Background: Urinary steroid metabolite profiling is an accurate reflection of adrenal and gonadal steroid output and metabolism in peripheral target cells of steroid action. Measurement of steroid metabolite excretion by gas chromatography-mass spectrometry (GCMS) is considered reference standard for biochemical diagnosis of steroidogenic disorders. However, performance of GCMS analysis and interpretation of the resulting data requires significant expertise and age- and sex-specific reference ranges. Here we developed novel computational approaches for rapid interpretation of GCMS data for diagnosis of inborn steroidogenic disorders
Methods: We analysed the urinary steroid metabolome by GCMS in 829 healthy controls (302 neonates and infants, 167 children and 360 adults) and 118 untreated patients with genetically confirmed inborn disorders (21-hydroxylase deficiency, 17-hydroxylase deficiency, POR deficiency, 11β-hydroxylase deficiency, 3β-HSD2 deficiency, 17β-HSD3 deficiency, 5α-reductase type 2 deficiency, cytochrome b5 deficiency). We calculated age-related normative values for established metabolite ratios representing distinct enzymatic functions.

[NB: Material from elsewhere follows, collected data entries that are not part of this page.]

PR #858, opened 2022-09-08
docs: remove incorrect await

yi-jiayu:
### Changes

`AIOKafkaConsumer.highwater` is not an async method:

https://github.com/aio-libs/aiokafka/blob/6360747c4305d1d096d5e55037d60a12c4c9ab15/aiokafka/consumer/consumer.py#L668

Remove an `await` before a call to `consumer.highwater` in an example in the docs.


wbarnha:
@webknjaz documentation correction, minor fix

Issue #852, opened 2022-07-27
SCRAM SASL mechanism wrongly logged as PLAIN


b4dboi:
Hi,

I found out that the SCRAM SASL mechanism is likely forgotten in the logging logic at conn.py. I am using a SCARAM-SHA-256 SASL mechanism and after a client successfully connects to Kafka the log shows `Authenticated as xxx via PLAIN`. 

I believe there is a missing condition `elif self._sasl_mechanism.startswith('SCRAM-SHA-'):` before the following line. https://github.com/aio-libs/aiokafka/blob/6360747c4305d1d096d5e55037d60a12c4c9ab15/aiokafka/conn.py#L340

PR #861, opened 2022-10-14
handled other SASL mechanism in logging

mangin:
Handles other sasl_mechanism into logging like:
'PLAIN', 'SCRAM-SHA-256', 'SCRAM-SHA-512'

Now we always write that we use PLAIN as auth sasl_mechanism.


mangin:
The change is so small. So i didn't update changelog

ods:
> The change is so small. So i didn't update changelog
Please create `CHANGES/852.bugfix` file anyway.

Fixes #852.

mangin:
>Please create CHANGES/852.bugfix file anyway.

Okay

PR #870, opened 2022-12-13
Add annotation for consumer

shizacat:
For more smoothly work in IDE, please will add annotation to 'getone' and 'getmany' methods.


wbarnha:
@webknjaz safe merge, just adds type annotations.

We developed a novel interpretable machine learning technique, Angle Learning Vector Quantisation (ALVQ), which looks at all possible metabolite ratios, computationally reduces these to the most relevant for discrimination, and differentiates disease states by comparison to a representative prototype. The method runs independent of sex and age information, units of measurement and method of urine collection.

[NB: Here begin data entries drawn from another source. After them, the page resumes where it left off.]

PR #890, opened 2023-05-26
Support SASL authentication in AIOKafkaAdminClient

### LINKED ISSUE #889: AIOKafkaAdminClient does not accept SASL authentication kwargs
**Describe the bug**

`AIOKafkaAdminClient` does not accept SASL extra authentication keyword arguments, required for authentication in Amazon MSK.

When trying to pass them, it fails with the following error:

```
  File "kafka_bug_mre.py", line 4, in <module>
    admin_client = AIOKafkaAdminClient(
TypeError: AIOKafkaAdminClient.__init__() got an unexpected keyword argument 'sasl_mechanism'
```

**Expected behaviour**

`AIOKafkaAdminClient.__init__` should accept all arguments  that are valid for a simple `AIOKafkaClient`.

**Environment:**
 - aiokafka version 0.8.0
 - kafka-python version: 2.0.2
 - Kafka Broker version 7.3.2-ccs (Commit:853191ff421b2935dfa531545651ab667b809801)

**Reproducible example**
```python
from aiokafka.admin import AIOKafkaAdminClient
from aiokafka.helpers import create_ssl_context

admin_client = AIOKafkaAdminClient(
    bootstrap_servers=["localhost:9092"],
    sasl_mechanism="SCRAM-SHA-512",
    sasl_plain_username="username",
    sasl_plain_password="password",
    security_protocol="SASL_SSL",
    ssl_context=create_ssl_context(),
)
```

selevit:
### Changes

Fixes #889

Added the following keyword arguments into `AioKafkaAdminClient`:

1. `sasl_mechanism`.
2. `sasl_plain_username`
3. `sasl_plain_password`
4. `sasl_kerberos_service_name`
5. `sasl_kerberos_domain_name`
6. `sasl_oauth_token_provider`


ods:
It would be nice to cover them with tests.

selevit:
> It would be nice to cover them with tests.

@ods, TBH it's not quite clear, why the coverage is decreased so much. Especially taking into account the there shouldn't be any coverage loss because of this change - parameters are just passed to `AioKafkaClient` as is.

I agree that would be nice to cover the SASL auth by tests in general. But it implies configuring a separate kafka instance with those settings, and IMO this should have been done when adding this SASL functionality into the main client.

Regarding this particular change, I just proxy the same parameters into `AioKafkaClient` and that's it. This code should run it tests, because there are tests that create `AioKafkaAdminClient` class, and parameters should be passed with their default values. Yes, the SASL functionality itself is not covered, is it actually covered at all for the generic client?

ods:
Sure, we can introduce such simple changes with just manual testing. But producer/consumer have the tests for some of SASL mechanisms in `tests/test_sasl.py`. Doesn't the same approach work for admin client?

selevit:
Oh, thanks for pointing them out.

I have added a first testcase into test_sasl.py: `test_admin_client_sasl_plaintext_basic`. But when running this, I get an error like this:

```cpp
kafka.errors.IncompatibleBrokerVersion: IncompatibleBrokerVersion: Kafka broker does not support the 'MetadataRequest_v0' Kafka protocol.
```

How to reproduce:
```
pytest --log-cli-level=INFO -s --docker-image aiolibs/kafka:2.13_2.8.1 tests/test_sasl.py -k test_admin_client_sasl_plaintext_basic
```

I noticed that there was a [similar bug](https://github.com/dpkp/kafka-python/issues/1924) in python-kafka, but it's fixed in 2.0.2 already.

Any quick idea about the reason? Exactly the same calls work in `test_admin.py` but with non-sasl brokers.

PR #912, opened 2023-08-01
912.bugfix allow checksum to be `None` on `ConsumerRecord`

zschumacher:
### Changes

When using serialization frameworks like pydantic, I can not attach a consumer record because checksum can be None.  Since it is marked as deprecated, it seems reasonable to mark it as optional here.

### Checklist


zschumacher:
> Add a new news fragment into the CHANGES folder

Not really sure what this means - do I need to create a CHANGES folder?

Results: Conventional biochemical ratios had 100% sensitivity but only very poor specificity. By contrast, ALVQ predicted affected urine vs healthy urine with 100% sensitivity and 97% specificity. For our three most prevalent conditions (PORD, SRD5A2 and CYP21A2), the specific condition was identified correctly in 96% of cases.
Conclusion: We developed a novel Steroid Metabolomics approach to automatically diagnose inborn steroidogenic disorders with very high sensitivity and specificity, superior to current methods, and with high potential for implementation in routine clinical care.